Stored data:
---*---

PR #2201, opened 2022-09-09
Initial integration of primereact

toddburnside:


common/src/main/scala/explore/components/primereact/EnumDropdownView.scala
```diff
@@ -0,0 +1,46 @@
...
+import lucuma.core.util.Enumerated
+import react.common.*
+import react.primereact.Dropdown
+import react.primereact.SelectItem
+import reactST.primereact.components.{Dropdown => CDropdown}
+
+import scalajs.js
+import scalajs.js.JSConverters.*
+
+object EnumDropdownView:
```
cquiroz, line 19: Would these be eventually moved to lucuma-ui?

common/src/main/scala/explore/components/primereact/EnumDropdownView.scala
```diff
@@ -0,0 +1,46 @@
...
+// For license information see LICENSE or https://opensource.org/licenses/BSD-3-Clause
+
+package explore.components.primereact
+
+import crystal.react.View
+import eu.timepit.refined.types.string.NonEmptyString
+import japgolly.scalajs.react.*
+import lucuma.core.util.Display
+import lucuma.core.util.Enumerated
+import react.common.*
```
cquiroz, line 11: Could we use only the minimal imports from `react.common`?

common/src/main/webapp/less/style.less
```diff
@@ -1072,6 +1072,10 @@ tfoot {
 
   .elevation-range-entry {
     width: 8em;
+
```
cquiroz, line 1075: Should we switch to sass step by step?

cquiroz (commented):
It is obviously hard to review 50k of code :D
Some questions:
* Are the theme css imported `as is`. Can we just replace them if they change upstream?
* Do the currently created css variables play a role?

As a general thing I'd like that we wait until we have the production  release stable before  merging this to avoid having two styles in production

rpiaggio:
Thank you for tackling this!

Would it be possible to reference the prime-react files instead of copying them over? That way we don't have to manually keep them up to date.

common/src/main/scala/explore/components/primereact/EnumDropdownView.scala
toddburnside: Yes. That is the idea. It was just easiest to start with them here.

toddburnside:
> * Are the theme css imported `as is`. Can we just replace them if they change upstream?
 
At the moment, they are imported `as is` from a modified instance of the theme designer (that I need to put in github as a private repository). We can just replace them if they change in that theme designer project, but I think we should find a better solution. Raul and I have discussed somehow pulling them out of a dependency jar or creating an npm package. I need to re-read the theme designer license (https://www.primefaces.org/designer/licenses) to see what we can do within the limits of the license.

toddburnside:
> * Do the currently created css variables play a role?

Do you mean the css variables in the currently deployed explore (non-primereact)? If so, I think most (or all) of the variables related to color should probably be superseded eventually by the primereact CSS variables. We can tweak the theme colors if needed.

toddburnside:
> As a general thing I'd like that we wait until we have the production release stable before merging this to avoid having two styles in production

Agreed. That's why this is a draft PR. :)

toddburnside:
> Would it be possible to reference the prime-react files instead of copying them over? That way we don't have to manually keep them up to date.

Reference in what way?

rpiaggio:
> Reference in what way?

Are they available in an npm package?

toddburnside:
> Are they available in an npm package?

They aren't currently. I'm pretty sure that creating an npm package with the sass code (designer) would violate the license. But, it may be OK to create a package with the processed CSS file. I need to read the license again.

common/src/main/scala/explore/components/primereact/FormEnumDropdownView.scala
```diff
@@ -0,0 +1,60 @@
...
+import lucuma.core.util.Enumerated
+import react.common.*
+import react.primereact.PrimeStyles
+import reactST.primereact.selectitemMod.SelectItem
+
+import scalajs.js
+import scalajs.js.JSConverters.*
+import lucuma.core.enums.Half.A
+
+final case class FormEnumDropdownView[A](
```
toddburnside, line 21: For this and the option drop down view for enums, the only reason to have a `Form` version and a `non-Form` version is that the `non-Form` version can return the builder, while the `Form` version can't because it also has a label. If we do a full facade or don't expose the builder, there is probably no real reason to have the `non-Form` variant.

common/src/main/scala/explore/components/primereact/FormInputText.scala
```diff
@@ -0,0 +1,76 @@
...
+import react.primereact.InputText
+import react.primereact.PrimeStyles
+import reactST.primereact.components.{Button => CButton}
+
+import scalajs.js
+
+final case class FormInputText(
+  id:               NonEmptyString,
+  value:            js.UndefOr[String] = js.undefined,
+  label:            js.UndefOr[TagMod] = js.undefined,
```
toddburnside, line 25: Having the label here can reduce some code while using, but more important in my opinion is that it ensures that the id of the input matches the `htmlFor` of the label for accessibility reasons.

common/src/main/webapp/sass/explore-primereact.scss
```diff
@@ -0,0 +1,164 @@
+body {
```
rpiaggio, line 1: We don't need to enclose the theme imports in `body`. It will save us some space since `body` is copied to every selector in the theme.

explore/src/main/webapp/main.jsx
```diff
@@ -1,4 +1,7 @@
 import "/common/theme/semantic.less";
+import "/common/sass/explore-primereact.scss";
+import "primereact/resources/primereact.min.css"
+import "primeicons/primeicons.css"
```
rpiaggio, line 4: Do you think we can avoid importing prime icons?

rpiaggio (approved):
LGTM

---*---

## Task goal
Working through the records above, copy each line in which "NonEmptyString" is found.

## Solution for this exercise
+import eu.timepit.refined.types.string.NonEmptyString
+  id:               NonEmptyString,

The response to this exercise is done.